┏━━

PR #152, opened 2019-02-16
added cycle_count to Instant to get the cycle count

### LINKED ISSUE #150: `rtfm::Instant` cannot be formatted with the default formatter
I guess I'm doing something wrong here but I'm out of ideas.
I try to print the value of an Instant without using `{:?}`

The most interesting line is:

> --> src/main.rs:202:53
       |
202 |             let s_count = format!("{},{:>10.2}\r\n",now,*resources.val+5.5);
       |                                                                        ^^^ `rtfm::Instant` cannot be formatted with the default formatter
       |
    = help: the trait `core::fmt::Display` is not implemented for `rtfm::Instant`
    = note: in format strings you may be able to use `{:?}` (or {:#?} for pretty-print) instead
    = note: required by `core::fmt::Display::fmt`

`now` is the rtfm::Instant.

I know I could use `{:?}` but then I would get something like `Instant(1163512974)`, I do not want the Instant and  (). Cutting the string does not seem to be the right solution.

oni303:
fixes #150

### DIFF
--- a/src/lib.rs
+++ b/src/lib.rs
@@ -146,6 +146,10 @@ impl Instant {
         assert!(diff >= 0, "second instant is later than self");
         Duration(diff as u32)
     }
+    /// Returns the cycle count of this Instant
+    pub fn cycle_count(&self) -> i32{
+        self.0
+    } 
 }
 
 #[cfg(feature = "timer-queue")]


japaric:
Thanks for the PR. `Instant` is an opaque type and we don't plan to expose any details about its implementation. See https://github.com/japaric/cortex-m-rtfm/issues/150#issuecomment-464453119

PR #158, opened 2019-02-23
implement RFC #128: #[interrupt(binds = ..)]

### LINKED ISSUE #128: [RFC] #[interrupt(binds = "..")]
## Summary

Extend the syntax to let the user name interrupt and exception tasks differently
from the interrupt / exception they bind to.

## Background

This code doesn't compile today:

┗━━

• _Task to complete_: Out of the entries, report each line that contains the word "note".

• _Written reply_:
    = note: in format strings you may be able to use `{:?}` (or {:#?} for pretty-print) instead
    = note: required by `core::fmt::Display::fmt`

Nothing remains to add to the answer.